Literary and Linguistic Computing Advance Access originally published online on May 2, 2007
Literary and Linguistic Computing 2007 22(2):167-186; doi:10.1093/llc/fqm008
| ||||||||||||||||||||||||||||||||||||||||||||||||||||
Trees and After: The Concept of Text Topology. Some Applications to Verb-Form Distributions in Language Corpora
Université de Nice-Sophia Antipolis, France
Université de Liège, UMR 6039 Bases, Corpus et Langage, Belgium
Correspondence: Michel Juillard, Université de Nice, 98 boulevard E. Herriot, BP 3209, F 06204 NICE cedex 3. E-mail: juillard{at}unice.fr
| Abstract |
|---|
The model described here relies on the key concepts of topology, i.e. neighbourhood and equivalence of shape. A linguistic object L is studied in text T by means of one or several local questions Q. The set of successive local answers is processed so as to provide a global function characterizing the textual space under scrutiny. We begin with short sequences of tenses to illustrate the way in which to explore originally Emile Benveniste's concepts of history and discourse.1 We then supply life-size examples of other objects selected for their heuristic value. We go on to demonstrate the model at work on the distribution of strings of finite (F) and non-finite (n) verbal forms in the LOB Corpus of English.

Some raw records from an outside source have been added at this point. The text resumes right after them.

PR #419, opened 2025-09-26
Detect AMD GPUs without lspci

superm1:
shelling out to lspci and relying upon pciids.txt is fragile, especially when trying to run on an old distro.  To avoid risk with this instead parse amdgpu sysfs files to determine if an APU or dGPU and build the graphics architecture from the HW IP version.

NOTE: this is not a perfect solution still because HW IP and SW IP version might not match.  But it's certainly A LOT closer to right.

There might need to be a matrix to map out HW IP to SW IP versions as another layer.


superm1:
So I was thinking about this and I have a MUCH BETTER approach.  There is a sysfs file called `properties` that will have the matching ISA.  Parse this.

```
❯ pwd
/sys/class/kfd/kfd/topology/nodes/1
❯ cat properties
cpu_cores_count 0
simd_count 64
mem_banks_count 1
caches_count 70
io_links_count 1
p2p_links_count 0
cpu_core_id_base 0
simd_id_base 2147487744
max_waves_per_simd 16
lds_size_in_kb 64
gds_size_in_kb 0
num_gws 64
wave_front_size 32
array_count 4
simd_arrays_per_engine 2
cu_per_simd_array 10
simd_per_cu 2
max_slots_scratch_cu 32
gfx_target_version 110501
vendor_id 4098
device_id 5510
location_id 49664
domain 0
drm_render_minor 128
hive_id 0
num_sdma_engines 1
num_sdma_xgmi_engines 0
num_sdma_queues_per_engine 6
num_cp_queues 8
max_engine_clk_fcompute 2700
local_mem_size 0
fw_version 32
capability 671326848
capability2 0
debug_prop 1495
sdma_fw_version 17
unique_id 0
num_xcc 1
max_engine_clk_ccompute 3600
```

superm1:
@danielholanda 

Here's what I've got for using KFD to get the info and link it back to the PCI ID.  I'm confused; it seems like there are both Python and C++ implementations now though.  Why are both there?  Should this be redone in C++ instead?  Or it needs to be in both?

```python
    def _detect_amd_gpus(self, gpu_type: str, include_inference_engines: bool = False):
        """
        Shared AMD GPU detection logic for both integrated and discrete GPUs.
        Uses keyword-based classification for simplicity and reliability.

        Args:
            gpu_type: Either "integrated" or "discrete".

        Returns:
            list: List of detected GPU info dictionaries.
        """
        gpu_devices = []
        try:
            gpu_info = {}
            kfd_dir = "/sys/class/kfd/kfd/topology/nodes/"
            if not os.path.isdir(kfd_dir):
                return gpu_devices

            for node in os.listdir(kfd_dir):
                properties_path = os.path.join(kfd_dir, node, "properties")
                if os.path.isfile(properties_path):
                    try:
                        with open(properties_path, "r", encoding="utf-8") as f:
                            for line in f:
                                if "gfx_target_version" in line:
                                    gpu_info["isa"] = line.split()[1].strip()
                                if "drm_render_minor" in line:
                                    gpu_info["drm_render_minor"] = line.split()[1].strip()
                    except (OSError, ValueError):
                        continue

            device_path = f"/sys/class/drm/renderD{gpu_info['drm_render_minor']}/device/"
            board_info_path = os.path.join(device_path, "board_info")

            is_discrete = os.path.isfile(board_info_path)
            is_integrated = not is_discrete

            # Filter based on requested type
            if (gpu_type == "integrated" and is_integrated) or (
                gpu_type == "discrete" and is_discrete
            ):
                device_type = "amd_igpu" if is_integrated else "amd_dgpu"

            # Get VRAM information for discrete GPUs
            if is_discrete:
                gpu_info["vram_gb"] = self._get_amd_vram_sysfs(device_path)

            if include_inference_engines:
                gpu_info["inference_engines"] = (
                    self._detect_inference_engines(device_type, gpu_info["isa]"])
                )
            gpu_devices.append(gpu_info)

        except Exception as e:  # pylint: disable=broad-except
            error_msg = f"AMD {gpu_type} GPU detection failed: {e}"
            return [{"available": False, "error": error_msg}]
```

superm1:
@danielholanda OK - I've come up with a much more flexible approach.  I parse the ISA from KFD.  This should mean zero hardcoding for Linux in the future.

src/cpp/server/system_info.cpp
```diff
@@ -1290,92 +1300,85 @@ NPUInfo LinuxSystemInfo::get_npu_device() {
...
-    // Execute lspci to find GPUs
-    FILE* pipe = popen("lspci 2>/dev/null | grep -iE 'vga|3d|display'", "r");
-    if (!pipe) {
+    std::string kfd_path = "/sys/class/kfd/kfd/topology/nodes";
+
+    if (!fs::exists(kfd_path)) {
         GPUInfo gpu;
         gpu.available = false;
-        gpu.error = "Failed to execute lspci command";
+        gpu.error = "No KFD nodes found (AMD GPU driver not loaded or no GPU present)";
```
danielholanda, line 1280: What is the guidance for the user in this scenario? Download the latest driver from Adrenalin?

src/lemonade/common/system_info.py
```diff
@@ -1216,79 +1220,21 @@ def _get_nvidia_vram_smi_linux(self) -> float:
...
 
         Returns:
-            float: VRAM in GB, or 0.0 if detection fails
+            float: VRAM in GBfails
         """
-        try:
-            # Try different sysfs paths for VRAM information
-            sysfs_paths = [
-                f"/sys/bus/pci/devices/{pci_id}/mem_info_vram_total",
-                "/sys/class/drm/card*/device/mem_info_vram_total",
```
danielholanda, line 1268: Would this ever fail due to permission issues?

src/lemonade/common/system_info.py
```diff
@@ -1216,79 +1220,21 @@ def _get_nvidia_vram_smi_linux(self) -> float:
...
-                    # Extract numeric value (assuming it's in MB or GB)
-                    numbers = re.findall(r"\d+", line)
-                    if numbers:
-                        vram_value = int(numbers[0])
-                        # Assume MB if value is large, GB if small
-                        if vram_value > 100:  # Likely MB
-                            vram_gb = round(vram_value / 1024, 1)
-                        else:  # Likely GB
-                            vram_gb = float(vram_value)
-                        return vram_gb
```
danielholanda, line 1249: @ramkrishna2910 Would be great if you could take a look here

src/cpp/server/system_info.cpp
superm1: Most users should never see this.   If you don't have a GPU driver you're probably going to have a pretty bad experience 😛 

Here's a few reasons it might come up:
* Brand new hardware, missing driver.  This case means they need to update their kernel (or their distro)
* Manually blocked amdgpu from loading.  This case they need to unblock it.
* Older hardware, older distro.  Update hardware.

src/lemonade/common/system_info.py
superm1: Nope!  Permissions are openly readable for all users for this file.

```
❯ ls -alh /sys/class/drm/card0/device/mem_info_vram_total
-r--r--r-- 1 root root 4.0K Dec  8 16:02 /sys/class/drm/card0/device/mem_info_vram_total
```

superm1:
@danielholanda @ramkrishna2910 can you review this?  It will need to be rebased as there are new conflicts, but I'd like to make sure I don't have anything fundamental wrong before I rebase if possible.

jeremyfowers:
> @danielholanda @ramkrishna2910 can you review this? It will need to be rebased as there are new conflicts, but I'd like to make sure I don't have anything fundamental wrong before I rebase if possible.

Hi @superm1 sorry for the very delayed response. We are stretched pretty thin right now, and this kind of falls under “if it ain’t broke, don’t fix it” for me (I’m not aware of any Issue or Discord conversation that has a lot of comments about this).

If this fixes a specific issue you are having on your own system I am open to merging it, however I do not want to replace the existing methodology that works for most people. We could add this methodology as a fallback in case lspci fails, though.

Finally, I’ll add that system_info.py (and the vast majority of other Python code in this repo) is deprecated and will be removed in the next week or two.

superm1:
> Hi @superm1 sorry for the very delayed response. We are stretched pretty thin right now, and this kind of falls under “if it ain’t broke, don’t fix it” for me (I’m not aware of any Issue or Discord conversation that has a lot of comments about this).

It won't be broke for current hardware; but the current solution will not scale for future hardware.  I'll get more to it below.

> If this fixes a specific issue you are having on your own system I am open to merging it, however I do not want to replace the existing methodology that works for most people. We could add this methodology as a fallback in case lspci fails, though.

Future hardware will have new PCI IDs and the strings are updated out of band by manually modifying https://admin.pci-ids.ucw.cz/.  Then distros need to pull down the updates PCI IDs, which doesn't happen quickly automatically.

So for example if you have some new hardware that works with an IDENTICAL ISA (which is the case for multiple products this year) Lemonade wouldn't be able to recognize it in mainline LTS distros like Ubuntu without a lot of extra work.

But if you switch to my proposed approach Lemonade will work on the new hardware with no other changes to the distros, PCI IDs database, etc.  You can take a ROCm 7.x stack and run on anything launching with an identical ISA to existing hardware but a new PCI ID.

> Finally, I’ll add that system_info.py (and the vast majority of other Python code in this repo) is deprecated and will be removed in the next week or two.

So if I redo the PR to _not touch any Python code_ would it be more acceptable?

superm1:
I have rebased, and confirmed the C++ implementation still downloads the correct binary on my SUT.

src/lemonade/common/system_info.py
superm1: As Jeremy suggested to drop python implementation this comment is no longer relevant.

src/lemonade/common/system_info.py
superm1: As Jeremy suggested to drop python implementation this comment is no longer relevant.

jeremyfowers:
> I have rebased, and confirmed the C++ implementation still downloads the correct binary on my SUT.

Thanks @superm1! Looking forward to reviewing this.

src/cpp/server/system_info.cpp
```diff
@@ -363,7 +363,22 @@ bool SystemInfo::check_vulkan_support() {
 std::string identify_rocm_arch_from_name(const std::string& device_name) {
```
jeremyfowers, line 376: @superm1 there is a problem on here somewhere.

When I try to install rocm via lemonade on my Radeon 9070 xt system on `main`:

```
[LlamaCpp] Detected ROCm architecture: gfx120X
[LlamaCpp] Downloading from: https://github.com/lemonade-sdk/llamacpp-rocm/releases/download/b1162/llama-b1162-ubuntu-rocm-gfx120X-x64.zip
[LlamaCpp] Downloading to: /home/jfowers/.cache/huggingface/hub/llama-b1162-ubuntu-rocm-gfx120X-x64.zip
  Progress: 6% (45.8/661.3 MB)
  Progress: 16% (108.3/661.3 MB)
```

When I try on your branch:

```
[LlamaCpp] Detected ROCm architecture: gfx1201
[LlamaCpp] Downloading from: https://github.com/lemonade-sdk/llamacpp-rocm/releases/download/b1162/llama-b1162-ubuntu-rocm-gfx1201-x64.zip
[LlamaCpp] Downloading to: /home/jfowers/.cache/huggingface/hub/llama-b1162-ubuntu-rocm-gfx1201-x64.zip

[Download] Found partial file (0.0 MB), resuming...

[Download] Error (attempt 1): HTTP error 404 for URL: https://github.com/lemonade-sdk/llamacpp-rocm/releases/download/b1162/llama-b1162-ubuntu-rocm-gfx1201-x64.zip
```

The download needs to use a name that matches the builds here: https://github.com/lemonade-sdk/llamacpp-rocm/releases/tag/b1162

But your way returns 1201 (surely more precise), when  120X is what is expected.

superm1: Ah it looks to me that TheRock has some optimization that they decided to group a few together for the dGPUs.

https://github.com/ROCm/TheRock/blob/main/RELEASES.md#index-page-listing

I guess I see two approaches.

1. If 404 then "fall back" to replacing last digit with an "X" and try again.
2. Have a mapping table that groups GFX targets.

I prefer the former (I feel like it scales better) but what do you think?

jeremyfowers: > If 404 then "fall back" to replacing last digit with an "X" and try again.

This sounds ok, except that we have some retry logic on downloads. Would not want to wait for the full timeout and all retries before putting the X.

> Have a mapping table that groups GFX targets.

This sounds like less effort IMO. The mapping is on llamacpp-rocm readme:

```
gfx1151 (STX Halo APU) - Ryzen AI MAX+ Pro 395
gfx1150 (STX Point APU) - Ryzen AI 300
gfx120X (RDNA4 GPUs) - includes AMD Radeon RX 9070 XT/GRE/9070, RX 9060 XT/9060
gfx110X (RDNA3 GPUs) - includes AMD Radeon PRO W7900/W7800/W7700/W7600, RX 7900 XTX/XT/GRE, RX 7800 XT, RX 7700 XT/7700, RX 7600 XT/7600
```

superm1: OK, added a mapping database for the ones grouped as families.  Hopefully this works for you.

A topological chart is produced as the synthetic image mirroring the locations of the relevant linguistic entities throughout the text. All the individual strings concatenating any number of F and n are classified in a table. Alternatively, individual full-text strings can be extracted. We then proceed to refine the notion of lexical distribution in rafales in a lemmatized corpus of Latin texts, the purpose being to test the stability of the distributions in individual texts of selected verbs and assess whether a verb's behaviour is related to its semantic status. The final section is devoted to other Latin texts. The use of segments of equal length makes it possible to draw up the narrative profile of each author as revealed by his handling of tenses in main clauses.